Все рассмеялись по поводу столь великой учености и посмотрели на Ганса Касторпа, который, тоже смеясь, поднял в честь «своего Вергилия» стакан с вермутом. Даже трудно было поверить, что из этого хоть и кудреватого, но совершенно безобидного замечания Сеттембрини в ближайшие часы возникнет отчаянная перепалка, полная неистощимой умственной изобретательности. Ибо Нафта, правда, до известной степени вызванный на это, сейчас же перешел в наступление и напал на латинского поэта, которого Сеттембрини, как известно, боготворил и ставил даже выше Гомера, тогда как Нафта уже не раз высказывался о нем – да и вообще о латинской поэзии – в высшей степени пренебрежительно, и теперь немедленно и со злостью воспользовался случаем поиздеваться над ним. То, что великий Данте относился к сему посредственному версификатору с такой торжественной серьезностью и отвел ему в своей поэме столь почетную роль [138] , хотя господин Лодовико и придает этой роли слишком вольное масонское толкование, объясняется, конечно, добродушием поэта и узостью кругозора тогдашней эпохи. А чем еще был он замечателен, этот придворный лауреат и блюдолиз рода Юлиев [139] , этот литератор всемирного города и напыщенный краснобай, безо всякой творческой искры, чья душа, если только она у него была, получена им из вторых рук? Он же вообще не поэт, это же француз эпохи Августа [140] , француз в длинноволосом парике!
Разумеется, заявил Сеттембрини, предыдущий оратор уж найдет пути и способы сочетать презрение к расцвету римской цивилизации со своей профессией преподавателя латыни! Все же следует указать ему на то, что, изрекая подобные суждения, он впадает в глубокое противоречие с дорогими его сердцу средними веками, ибо они не только не презирали Вергилия, не только признавали его величие, но сделали из него, в простоте душевной, сильного своей мудростью чародея.
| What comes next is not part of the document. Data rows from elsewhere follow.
PR #16886, opened 2018-03-05
Fix shaking editor when typing

### LINKED ISSUE #15786: Atom Editor is shaking when writing
### Prerequisites

### Description

[Description of the issue]

### Steps to Reproduce

1. Fill editor with text so that the cursor is at the bottom of the screen when writing
2. Press enter for a new line and start writing
3. The whole editor window will start shaking up and down
4. Does not do it consistently (sometimes it will shake some other times it wont just press enter again and keep writing until it occurs)

No shaking whatsoever as it is annoying

Shaking (Can sent a video if you want)

When in safe mode at random.
When not all the time the cursor reaches the bottom of the screen. Even if there is text beneath the cursor in the document it still happens

### Versions
atom-beta 1.21

Ben3eeE:
### Requirements

### Description of the Change

When using DPI scaling the scroll position could be set to a position that was not possible causing a scroll event to scroll back. This was causing the editor to shake when editing. This PR fixes this by rounding scrollTop and scrollLeft to a physical pixel instead of rounding using Math.round

### Alternate Designs

N/A

It is already in Core

### Benefits

* Fixes a bug causing the editor to shake when typing

### Verification Process

**Before:**
before

**After:**
after

### Applicable Issues

Fixes https://github.com/atom/atom/issues/15786

/cc: @nathansobo

### DIFF
--- a/src/text-editor-component.js
+++ b/src/text-editor-component.js
@@ -2811,7 +2811,7 @@ class TextEditorComponent {
   setScrollTop (scrollTop) {
     if (Number.isNaN(scrollTop) || scrollTop == null) return false
 
-    scrollTop = Math.round(Math.max(0, Math.min(this.getMaxScrollTop(), scrollTop)))
+    scrollTop = roundToPhysicalPixelBoundary(Math.max(0, Math.min(this.getMaxScrollTop(), scrollTop)))
     if (scrollTop !== this.scrollTop) {
       this.derivedDimensionsCache = {}
       this.scrollTopPending = true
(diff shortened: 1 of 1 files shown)


daviwil (approved):

daviwil:
Definitely worth including this in a potential Atom Beta hotfix this week.  Is it also worth shipping a stable hotfix if we have some other fixes to include?  /cc @iolsen

as-cii (approved):
Looks good, nice work reproducing this @Ben3eeE! 

To recap, we were setting the scroll position to a position that was not physically addressable due to `window.devicePixelRatio` being a number between 1 and 2. As such, the browser clipped the requested scroll position, which in turn triggered a new scroll top change to a position that was actually addressable. This new event was intercepted by `TextEditorComponent` which attempted to scroll again, but rounding differently this time around due to the clipping the browser was applying.

By always rounding the scroll top position to a physically addressable pixel we solve this problem and prevent the browser from doing the clipping itself, thereby avoiding the flickering as well.

Ben3eeE:
@daviwil I agree that this would be good to include in an upcoming beta hotfix.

Совершенно напрасно, возразил Нафта, господин Сеттембрини ссылается на простодушие былых эпох, – оно было тогда победителем, и его творческая сила сказалась даже в демонизации того, что оно преодолело [141] . Впрочем, учителя молодой церкви неутомимо твердили людям, чтобы они остерегались ложных взглядов философов и поэтов древности, особенно же не загрязняли душу пустым красноречием Вергилия, а теперь, когда опять сходит в могилу отжившая эпоха и занимается пролетарское утро новой, настало самое подходящее время вспомнить об этих предостережениях. Но чтобы господин Лодовико мог сразу ответить на все, пусть не сомневается, что сам он, Нафта, хоть и со всякими reservatio mentalis [142] , но тоже выполняет некоторые обязанности гражданина, на которые так любезно намекнул собеседник, и, правда, не без иронии, но приспосабливается к риторико-классическому методу образования, хотя, по расчетам какого-нибудь сангвиника, и жить-то этому методу осталось всего несколько десятилетий.